--- START ---
PR #7108, opened 2021-12-07
plots: make templates generation explicit

pared:
Fixes: #6389

Changes in this PR:

- `.dvc/plots` will no longer be created upon `dvc init`
- user has to explicitly call `dvc plots templates` to create and populate `.dvc/plots`

TODO
- [ ] docs

### DIFF
--- a/dvc/repo/plots/template.py
+++ b/dvc/repo/plots/template.py
@@ -1,6 +1,6 @@
 import json
 import os
-from typing import Any, Dict, Optional
+from typing import Any, Dict, List, Optional
 
 from funcy import cached_property
 
@@ -16,6 +16,15 @@ class NoFieldInDataError(DvcException):
     def __init__(self, field_name):
         super().__init__(
             f"Field '{field_name}' does not exist in provided data."
+        )
+
+
+class TemplateContentDoesNotMatch(DvcException):
+    def __init__(self, template_name: str, path: str):
+        super().__init__(
+            f"Template '{path}' already exists "
+            f"and its content is different than '{template_name}' content. "
+            "Remove it manually if you want to recreate it."
         )
 
 
@@ -533,17 +542,40 @@ class PlotTemplates:
     def __init__(self, dvc_dir):
         self.dvc_dir = dvc_dir
 
-    def init(self):
+    def init(
+        self, output: Optional[str] = None, targets: Optional[List] = None
+    ):
         from dvc.utils.fs import makedirs
 
-        makedirs(self.templates_dir, exist_ok=True)
-        for t in self.TEMPLATES:
-            self._dump(t())
+        output = output or self.templates_dir
 
-    def _dump(self, template):
-        path = os.path.join(self.templates_dir, template.filename)
-        with open(path, "w", encoding="utf-8") as fd:
-            fd.write(template.content)
+        makedirs(output, exist_ok=True)
+
+        if targets:
+            templates = [
+                template
+                for template in self.TEMPLATES
+                if template.DEFAULT_NAME in targets
+            ]
+        else:
+            templates = self.TEMPLATES
+
+        for template in templates:
+            self._dump(template(), output)
+
+    def _dump(self, template: Template, output: str):
+        path = os.path.join(output, template.filename)
+
+        if os.path.exists(path):
+            with open(path, "r", encoding="utf-8") as fd:
+                content = fd.read()
+            if content != template.content:
+                raise TemplateContentDoesNotMatch(
+                    template.DEFAULT_NAME or "", path
+                )
+        else:
+            with open(path, "w", encoding="utf-8") as fd:
+                fd.write(template.content)
 
     def load(self, template_name=None):
         if not template_name:
--- a/tests/unit/command/test_plots.py
+++ b/tests/unit/command/test_plots.py
@@ -4,9 +4,10 @@ import posixpath
 from pathlib import Path
 
 import pytest
+from funcy import pluck_attr
 
 from dvc.cli import parse_args
-from dvc.commands.plots import CmdPlotsDiff, CmdPlotsShow
+from dvc.commands.plots import CmdPlotsDiff, CmdPlotsShow, CmdPlotsTemplates
 
 
 @pytest.fixture
@@ -342,3 +343,38 @@ def test_show_json_requires_out(dvc, mocker, capsys):
     )
     cmd = cli_args.func(cli_args)
     assert cmd.run() == 0
+
+
+@pytest.mark.parametrize("target", (("t1"), (None)))
+def test_plots_templates(tmp_dir, dvc, mocker, capsys, target):
+    assert not os.path.exists(dvc.plots.templates.templates_dir)
+    mocker.patch(
+        "dvc.commands.plots.CmdPlotsTemplates.TEMPLATES_CHOICES",
+        ["t1", "t2"],
+    )
+
+    arguments = ["plots", "templates", "--out", "output"]
+    if target:
+        arguments += [target]
+
+    cli_args = parse_args(arguments)
+    assert cli_args.func == CmdPlotsTemplates
+
+    init_mock = mocker.patch("dvc.repo.plots.template.PlotTemplates.init")
+    cmd = cli_args.func(cli_args)
+
+    assert cmd.run() == 0
+    out, _ = capsys.readouterr()
+
+    init_mock.assert_called_once_with(
+        output=os.path.abspath("output"), targets=[target] if target else None
+    )
+    assert "Templates have been written into 'output'." in out
+
+
+def test_plots_templates_choices(tmp_dir, dvc):
+    from dvc.repo.plots.template import PlotTemplates
+
+    assert CmdPlotsTemplates.TEMPLATES_CHOICES == list(
+        pluck_attr("DEFAULT_NAME", PlotTemplates.TEMPLATES)
+    )
--- a/dvc/commands/plots.py
+++ b/dvc/commands/plots.py
@@ -140,6 +140,37 @@ class CmdPlotsModify(CmdPlots):
         return 0
 
 
+class CmdPlotsTemplates(CmdBase):
+    TEMPLATES_CHOICES = [
+        "simple",
+        "linear",
+        "confusion",
+        "confusion_normalized",
+        "scatter",
+        "smooth",
+    ]
+
+    def run(self):
+        import os
+
+        try:
+            out = (
+                os.path.join(os.getcwd(), self.args.out)
+                if self.args.out
+                else self.repo.plots.templates.templates_dir
+            )
+
+            targets = [self.args.target] if self.args.target else None
+            self.repo.plots.templates.init(output=out, targets=targets)
+            templates_path = os.path.relpath(out, os.getcwd())
+            ui.write(f"Templates have been written into '{templates_path}'.")
+
+            return 0
+        except DvcException:
+            logger.exception("")
+            return 1
+
+
 def add_parser(subparsers, parent_parser):
     PLOTS_HELP = (
         "Commands to visualize and compare plot metrics in structured files "
@@ -176,7 +207,8 @@ def add_parser(subparsers, parent_parser):
         "Shows all plots by default.",
     ).complete = completion.FILE
     _add_props_arguments(plots_show_parser)
-    _add_output_arguments(plots_show_parser)
+    _add_output_argument(plots_show_parser)
+    _add_ui_arguments(plots_show_parser)
     plots_show_parser.set_defaults(func=CmdPlotsShow)
 
     PLOTS_DIFF_HELP = (
@@ -211,7 +243,8 @@ def add_parser(subparsers, parent_parser):
         "revisions", nargs="*", default=None, help="Git commits to plot from"
     )
     _add_props_arguments(plots_diff_parser)
-    _add_output_arguments(plots_diff_parser)
+    _add_output_argument(plots_diff_parser)
+    _add_ui_arguments(plots_diff_parser)
     plots_diff_parser.set_defaults(func=CmdPlotsDiff)
 
     PLOTS_MODIFY_HELP = (
@@ -236,6 +269,27 @@ def add_parser(subparsers, parent_parser):
         help="Unset one or more display properties.",
     )
     plots_modify_parser.set_defaults(func=CmdPlotsModify)
+
+    TEMPLATES_HELP = (
+        "Write built-in plots templates to a directory "
+        "(.dvc/plots by default)."
+    )
+    plots_templates_parser = plots_subparsers.add_parser(
+        "templates",
+        parents=[parent_parser],
+        description=append_doc_link(TEMPLATES_HELP, "plots/templates"),
+        help=TEMPLATES_HELP,
+        formatter_class=argparse.RawDescriptionHelpFormatter,
+    )
+    plots_templates_parser.add_argument(
+        "target",
+        default=None,
+        nargs="?",
+        choices=CmdPlotsTemplates.TEMPLATES_CHOICES,
+        help="Template to write. Writes all templates by default.",
+    )
+    _add_output_argument(plots_templates_parser, typ="templates")
+    plots_templates_parser.set_defaults(func=CmdPlotsTemplates)
 
 
 def _add_props_arguments(parser):
@@ -276,14 +330,17 @@ def _add_props_arguments(parser):
     )
 
 
-def _add_output_arguments(parser):
+def _add_output_argument(parser, typ="plots"):
     parser.add_argument(
         "-o",
         "--out",
         default=None,
-        help="Destination path to save plots to",
+        help=f"Directory to save {typ} to.",
         metavar="<path>",
     ).complete = completion.DIR
+
+
+def _add_ui_arguments(parser):
     parser.add_argument(
         "--show-vega",
         action="store_true",
--- a/dvc/repo/init.py
+++ b/dvc/repo/init.py
@@ -75,13 +75,10 @@ def init(root_dir=os.curdir, no_scm=False, force=False, subdir=False):
 
     proj = Repo(root_dir)
 
-    proj.plots.templates.init()
-
     with proj.scm_context(autostage=True) as context:
         files = [
             config.files["repo"],
             dvcignore,
-            proj.plots.templates.templates_dir,
         ]
         ignore_file = context.scm.ignore_file
         if ignore_file:
--- a/tests/unit/repo/plots/test_templates.py
+++ b/tests/unit/repo/plots/test_templates.py
@@ -2,7 +2,13 @@ import os
 
 import pytest
 
-from dvc.repo.plots.template import TemplateNotFoundError
+from dvc.repo.plots.template import (
+    LinearTemplate,
+    PlotTemplates,
+    ScatterTemplate,
+    TemplateContentDoesNotMatch,
+    TemplateNotFoundError,
+)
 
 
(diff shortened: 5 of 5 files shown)


dberenbaum (commented):
So it seems like this has two uses:

1. Make it easy to see and modify templates.
2. Get updated templates if the ones currently in `.dvc/plots` are outdated.

Is that what you have in mind @pared?

dvc/command/plots.py
```diff
@@ -198,6 +210,16 @@ def add_parser(subparsers, parent_parser):
     )
     plots_modify_parser.set_defaults(func=CmdPlotsModify)
 
+    SHOW_HELP = "Dump plots templates."
```
dberenbaum, line 213:
```suggestion
    SHOW_HELP = "Write plots template JSON schemas to files."
```

Not sure if this wording is great, but a bit more description would be nice. cc @jorgeorpinel

dvc/command/plots.py
```diff
@@ -198,6 +210,16 @@ def add_parser(subparsers, parent_parser):
...
+    plots_dump_parser = plots_subparsers.add_parser(
```
dberenbaum, line 214: Does it make sense to be able to specify a different path to dump to? Maybe I am worried about overwriting what I have now, or I've made modifications to the defaults.

Also, can I dump just one template? This seems less necessary, but it might be nice to not have to generate all the templates if I only want one, especially if the number of templates grows.

dvc/command/plots.py
jorgeorpinel: I skimmed through #6389 and didn't really get why we're dumping plot template files. Will they no longer be included in `.dvc/` ? (Compatibility-breaking change BTW?)

jorgeorpinel: UPDATE: Duh it's explained in the PR description... OK ⌛

jorgeorpinel: Idk if `dump` is a good name in the first place. Sounds like what we're really doing is generating default templates. Why not `dvc plots templates`?

```suggestion
    SHOW_HELP = "Write built-in plots templates to a directory."
```

dvc/command/plots.py
pared: I think it makes sense to extend the functionality of templates, though it raises another questions.
1. If we want to specify particular template, do we want any means of obtaining templates available for this particular repo? I think so, that would make the user experience much better than circling between terminal and docs.
2. If we agree in 1, should `templates` have subcommands? eg (`write` and `list`)? That would make sense and be unified with our other commands.

jorgeorpinel:
What do we think about renaming `plots dump` to `plots templates`? Is "dumping" the right concept? Sounds like data-related to me.

shcheklein:
@pared @dberenbaum qq - how will the workflow with plots look like? how will this affect docs?

jorgeorpinel:
I think you'll have to "dump" the templates first before you can use `dvc plots` commands with data series files. So I guess those commands will throw an ERROR with exact hint of what to do if no templates exist. Or maybe they can include this command automatically on first use and just keep `plots dump` as an optional helper (I'd still rename it `plots templates` though).

dberenbaum:
You should not have to dump the templates. The default templates are stored internally, so these should not be breaking changes. The goal is to provide a mechanism to update plots without breaking current functionality.

`dvc init` will no longer generate templates in `.dvc/plots`. For new repos, plots will default to the templates in the installed dvc version instead of the dvc version used during `dvc init`. Templates with the same name will be prioritized in the order of 1) explicit paths, 2) `.dvc/plots`, 3) internal defaults. The `templates` command allows users with old `.dvc/plots` templates to upgrade, as well as maintaining the current ability to view/edit those templates.

@pared Please correct any mistakes/oversights!

dvc/command/plots.py
dberenbaum: When dumping `targets`, I was thinking of the default templates, not any file, since otherwise it's just copying a file, right? Is there a use case you had in mind? I see that it works to do something like `dvc plots template linear`, but it's not that clear from the help description that `targets` doesn't have to specify existing files. If I already have `linear.json` in `.dvc/plots`, will `dvc templates linear` dump the internal version or the one on file?

Having a way to list templates seems great. Maybe `--list` can be an option to avoid subcommands?

pared:
@dberenbaum that's precisely what this change is about

dvc/command/plots.py
pared: I think we should throw an exception if we are trying to dump a template that is different from the existing one under the given path. Do you want a new one? Fine, remove the old one manually. No chance of accidental removal of custom changes.

pared: > Is there a use case you had in mind?

Not exactly, just wanted to clarify

dberenbaum: So is this the expected workflow to upgrade outdated templates in `.dvc/plots`?

1. `rm -rf .dvc/plots`
2. `dvc plots templates`

pared: Yes

dberenbaum: > If I already have `linear.json` in `.dvc/plots`, will `dvc templates linear` dump the internal version or the one on file?

So this will fail because it will overwrite `.dvc/plots/linear.json`, correct? What about `dvc templates linear -o new_linear.json`? Which template version will it dump?

pared: > So this will fail because it will overwrite .dvc/plots/linear.json, correct?

It will fail only if the content of the template differs.

> dvc templates linear -o new_linear.json?

About that, another question: do we want to specify particular file? Currently it is implemented that out is dir to dump templates to (to be able to dump few at once). But I guess it makes more sense to specify particular templates and particular paths.

> Which template version will it dump?

The one that is loaded from DVC code, so the newest one.

dberenbaum: > It will fail only if the content of the template differs.

Sounds good, although it also seems like more work for you to check if the contents are the same. It also seems fine to me to fail anytime a file would be overwritten.

> do we want to specify particular file?

No, sorry, I got confused. No need to specify a particular file.

> > Which template version will it dump?
> 
> The one that is loaded from DVC code, so the newest one.

So will `dvc plots templates` always operate on the built-in templates? Maybe we should specify in the help description if so.

pared: > No, sorry, I got confused. No need to specify a particular file.

I probably should explaining it in option description 

> So will dvc plots templates always operate on the built-in templates? Maybe we should specify in the help description if so.

Will do

jorgeorpinel:
> The default templates are stored internally

"Internally" as in inside a DVC package installation directory? Something like /etc/dvc/plots ? oic

> (This) command allows users with old .dvc/plots templates to upgrade

Wait. So the system-level plots templates are being updated compared to the repo-level ones as well? If so how will users know that there's newer templates available and why/how to get them? We could just tell them to `rm -d .dvc/plots` instead.

Sorry, still unclear to me why you'd ever need to dump default templates if they're always available in the installation files. Ultimately we can document that location for each platform so people can just `cp` them.

jorgeorpinel:
> unclear to me why you'd ever need to dump default templates

I guess as a helper to avoid figuring out the system file location for `cp`ing? If so maybe `plots template` could accept argument(s) i.e. `default`, `scatter`, etc. so you only dump the specific one(s) you want to edit.

dberenbaum:
> "Internally" as in inside a DVC package installation directory? Something like /etc/dvc/plots ? oic

That was the initial plan, but it caused difficulties with packaging. Instead, they are composed within the code, and there's no path where the template exists as a JSON file.

> We could just tell them to `rm -d .dvc/plots` instead.

> I guess as a helper to avoid figuring out the system file location on your platform?

Yup, you got it. As mentioned above, it's unfortunately difficult to keep copies of the templates in some easy-to-find system file location, so there's no way to see the templates without some command like this.

> If we do keep this, maybe `plots template` could accept an optional argument i.e. `default` (would be the default), `scatter`, `smooth`, etc. so you can only dump the specific one you want to customize. Not sure

Yeah, this has been added as well.

jorgeorpinel:
> they are composed within the code, and there's no path where the template exists as a JSON file

oic!

No more doubts on my end. Except that I still wonder how/if we'll message users of existing projects on older DVC versions on how to upgrade and if so (or as docs in general) I suggest we recommend the `rm .dvc/plots` route instead of this command.

dberenbaum:
> I suggest we recommend the `rm .dvc/plots` route instead of this command.

Right, we were still working through this when the PR first opened. In fact, they will need to do this since `dvc plots templates` will fail to overwrite an old version of the template (see https://github.com/iterative/dvc/pull/7108#discussion_r772249726).

However, if they (or users with new repos) want to see what the current templates look like (or to modify them), they will need this command.

pared:
@dberenbaum The change is ready.
I have a feeling that specifying directory as `-o` is a bit clunky, but I don't have a better idea if we don't want to make users dump the templates one by one. And in the current state, there is a choice. Also, plot `show` itself also requires dir as output (since the static page is now generated as dir), so it does make sense.

dvc/command/plots.py
```diff
@@ -274,14 +337,17 @@ def _add_props_arguments(parser):
...
 
 
-def _add_output_arguments(parser):
+def _add_output_argument(parser, typ="plots"):
     parser.add_argument(
         "-o",
         "--out",
         default=None,
-        help="Destination path to save plots to",
+        help=f"Destination path to save {typ} to",
```
dberenbaum, line 345:
```suggestion
        help=f"Directory to save {typ} to.",
```
Since you mentioned it seems awkward that `-o` specifies a directory instead of the actual filepath, should we be more explicit about it in help?

dberenbaum (changes requested):
Looking good!

dvc/command/plots.py
```diff
@@ -235,6 +273,31 @@ def add_parser(subparsers, parent_parser):
...
+        "templates",
+        parents=[parent_parser],
+        description=append_doc_link(TEMPLATES_HELP, "plots/templates"),
+        help=SHOW_HELP,
+        formatter_class=argparse.RawDescriptionHelpFormatter,
+    )
+    plots_templates_parser.add_argument(
+        "targets",
+        nargs="*",
+        help="Templates to write. Writes all templates by default.",
```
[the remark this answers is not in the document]
pared: Sounds good, though I am not sure it will be able to handle `all` as default, I will see what I can do.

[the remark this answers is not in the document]
dberenbaum: I think it's fine to make `nargs="?"` (only allow one template) to simplify. What do you think? In that case, I would adjust the help text:

```suggestion
        help="Template to write. Writes all templates by default.",
```

dberenbaum:
@pared What's the status for this?

pared:
Got distracted with flexible plots and support, will try to finish it this week.

pared:
@dberenbaum 
So the problem with `choices` is that it will be hard to implement default value use case: we would need to provide empty string or `none` as one of the options. 

I have been playing a bit with it and the nicest looking thing that I was able to make work is currently at the master:

1. default:

```bash
(dvc3.8) ➜  dvc git:(6389_optional_plots) ✗ dvc plots templates                                                                   0.000s 
Templates have been written into '.dvc/plots'.
(dvc3.8) ➜  dvc git:(6389_optional_plots) ✗ tree .dvc/plots                                                                       0.000s 
.dvc/plots
├── confusion.json
├── confusion_normalized.json
├── linear.json
├── scatter.json
├── simple.json
└── smooth.json

0 directories, 6 files
(dvc3.8) ➜  dvc git:(6389_optional_plots) ✗      
```

2. multiple choices available:

```bash
(dvc3.8) ➜  dvc git:(6389_optional_plots) dvc plots templates simple linear                                                       0.000s 
Templates have been written into '.dvc/plots'.
(dvc3.8) ➜  dvc git:(6389_optional_plots) ✗ tree .dvc/plots                                                                       0.000s 
.dvc/plots
├── linear.json
└── simple.json

0 directories, 2 files
(dvc3.8) ➜  dvc git:(6389_optional_plots) ✗        
```

3. help:
```bash
(dvc3.8) ➜  dvc git:(6389_optional_plots) ✗ dvc plots templates --help                                                            0.000s 
usage: dvc plots templates [-h] [-q | -v] [-o <path>]
                           [['simple', 'linear', 'confusion', 'confusion_normalized', 'scatter', 'smooth']
                           [['simple', 'linear', 'confusion', 'confusion_normalized', 'scatter', 'smooth'] ...]]

Write built-in plots templates to a directory (.dvc/plots by default).
Documentation: <https://man.dvc.org/plots/templates>

positional arguments:
  ['simple', 'linear', 'confusion', 'confusion_normalized', 'scatter', 'smooth']  Templates to write. Writes all templates by default.

optional arguments:
  -h, --help            show this help message and exit
  -q, --quiet           Be quiet.
  -v, --verbose         Be verbose.
  -o <path>, --out <path>
                        Directory to save templates to.
(dvc3.8) ➜  dvc git:(6389_optional_plots) ✗             
```

4. wrong argument:
```bash
(dvc3.8) ➜  dvc git:(6389_optional_plots) dvc plots templates wrong_template simple                                               0.000s 
ERROR: argument ['simple', 'linear', 'confusion', 'confusion_normalized', 'scatter', 'smooth']: Incorrect template name: 'wrong_template' not in 'simple, linear, confusion, confusion_normalized, scatter, smooth'
usage: dvc plots templates [-h] [-q | -v] [-o <path>]
                           [['simple', 'linear', 'confusion', 'confusion_normalized', 'scatter', 'smooth']
                           [['simple', 'linear', 'confusion', 'confusion_normalized', 'scatter', 'smooth'] ...]]

Write built-in plots templates to a directory (.dvc/plots by default).
Documentation: <https://man.dvc.org/plots/templates>

positional arguments:
  ['simple', 'linear', 'confusion', 'confusion_normalized', 'scatter', 'smooth']  Templates to write. Writes all templates by default.

optional arguments:
  -h, --help            show this help message and exit
  -q, --quiet           Be quiet.
  -v, --verbose         Be verbose.
  -o <path>, --out <path>
                        Directory to save templates to.
(dvc3.8) ➜  dvc git:(6389_optional_plots)             
```

tests/unit/command/test_plots.py
```diff
@@ -342,3 +343,38 @@ def test_show_json_requires_out(dvc, mocker, capsys):
...
+    )
+    assert "Templates have been written into 'output'." in out
+
+
+def test_plots_templates_choices(tmp_dir, dvc):
+    from dvc.repo.plots.template import PlotTemplates
+
+    assert CmdPlotsTemplates.TEMPLATES_CHOICES == list(
+        pluck_attr("DEFAULT_NAME", PlotTemplates.TEMPLATES)
+    )
```
pared, line 380: Had to add the names of the templates manually to avoid importing `plots` on every `cmd` use. This test has been created to make sure `plots` module and `templates` command are in sync.

dvc/command/plots.py
```diff
@@ -235,6 +273,31 @@ def add_parser(subparsers, parent_parser):
...
+    )
+    _add_output_argument(plots_templates_parser, typ="templates")
+    plots_templates_parser.add_argument(
+        "--list",
```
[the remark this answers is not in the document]
pared: removed for now, check https://github.com/iterative/dvc/pull/7108#issuecomment-1023132442 for my current proposition for this problem

tests/unit/command/test_plots.py
dberenbaum: Ah, nice idea!

dberenbaum:
Looks good @pared!

I was thinking in https://github.com/iterative/dvc/pull/7108#discussion_r780351114 that if you only allow one template (which seems reasonable to me), then it could look like:

```
    plots_templates_parser.add_argument(
        "targets",
        nargs="?",
        choices=CmdPlotsTemplates.TEMPLATES_CHOICES,
        help="Template to write. Writes all templates by default.",
    )
```

I don't think that requires you to manually check for valid template names (although you still need `TEMPLATE_CHOICES`). It also keeps the outputs a little simpler.

Multiple choices not supported:

```
dvc plots templates simple linear
ERROR: unrecognized arguments: linear
usage: dvc plots templates [-h] [-q | -v] [-o <path>]
                           [{simple,linear,confusion,confusion_normalized,scatter,smooth}]

Write built-in plots templates to a directory (.dvc/plots by default).
Documentation: <https://man.dvc.org/plots/templates>

positional arguments:
  {simple,linear,confusion,confusion_normalized,scatter,smooth}
                        Template to write. Writes all templates by default.

optional arguments:
  -h, --help            show this help message and exit
  -q, --quiet           Be quiet.
  -v, --verbose         Be verbose.
  -o <path>, --out <path>
                        Directory to save templates to.
```

Help:

```
dvc plots templates --help
usage: dvc plots templates [-h] [-q | -v] [-o <path>]
                           [{simple,linear,confusion,confusion_normalized,scatter,smooth}]

Write built-in plots templates to a directory (.dvc/plots by default).
Documentation: <https://man.dvc.org/plots/templates>

positional arguments:
  {simple,linear,confusion,confusion_normalized,scatter,smooth}
                        Templates to write. Writes all templates by default.

optional arguments:
  -h, --help            show this help message and exit
  -q, --quiet           Be quiet.
  -v, --verbose         Be verbose.
  -o <path>, --out <path>
                        Directory to save templates to.
```

Wrong argument:

```
dvc plots templates wrong_template
ERROR: argument targets: invalid choice: 'wrong_template' (choose from 'simple', 'linear', 'confusion', 'confusion_normalized', 'scatter', 'smooth')
usage: dvc plots templates [-h] [-q | -v] [-o <path>]
                           [{simple,linear,confusion,confusion_normalized,scatter,smooth}]

Write built-in plots templates to a directory (.dvc/plots by default).
Documentation: <https://man.dvc.org/plots/templates>

positional arguments:
  {simple,linear,confusion,confusion_normalized,scatter,smooth}
                        Template to write. Writes all templates by default.

optional arguments:
  -h, --help            show this help message and exit
  -q, --quiet           Be quiet.
  -v, --verbose         Be verbose.
  -o <path>, --out <path>
                        Directory to save templates to.
```

Now that you have done it this way, I'm fine with either. Do you prefer keeping the option for multiple targets?

pared:
@dberenbaum

Ok, so I guess my research was to shallow - as I mentioned earlier, providing `choices` requires to add `None` or `''` as option among choices. However as I am experimenting now it seems to be the case only in case of `nargs='*'` and not `nargs='?'`. In that case I think there is no point in providing validation and metavar just to be able to provide multiple targets. I will modify the PR.

pared:
@dberenbaum So I though (as per my previous comment) that we will be unable to use choices without adding `None` or `''` as one of the options, which would make the help ugly. But if we make it as you proposed (with `?` instead of `*`) it does work. So I think we will be better off going your way. I made necessary change.

dberenbaum (approved):

dvc/repo/plots/template.py
```diff
@@ -533,15 +542,38 @@ def get_template(self, template_name: str):
...
+        for template in templates:
+            self._dump(template(), output)
+
+    def _dump(self, template: Template, output: str):
+        path = os.path.join(output, template.filename)
+
+        if os.path.exists(path):
+            with open(path, "r", encoding="utf-8") as fd:
+                content = fd.read()
+            if content != template.content:
```
daavoo, line 572: Probably is simpler this way but if this is False there is no need for the re-write below.

daavoo (approved):

dvc/repo/plots/template.py
pared: fixed

dberenbaum:
@pared Is there a corresponding issue or PR in [dvc.org?](https://github.com/iterative/dvc.org)?

pared:
@dberenbaum not yet, creating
--- END ---
• **What is expected**
From the records above, retype only the lines starting at the line that contains "plots: make templates generation explicit" and ending at the line that contains "-from typing import Any, Dict, Optional", both included.

• **Problem solution**
plots: make templates generation explicit

pared:
Fixes: #6389

Changes in this PR:

- `.dvc/plots` will no longer be created upon `dvc init`
- user has to explicitly call `dvc plots templates` to create and populate `.dvc/plots`

TODO
- [ ] docs

### DIFF
--- a/dvc/repo/plots/template.py
+++ b/dvc/repo/plots/template.py
@@ -1,6 +1,6 @@
 import json
 import os
-from typing import Any, Dict, Optional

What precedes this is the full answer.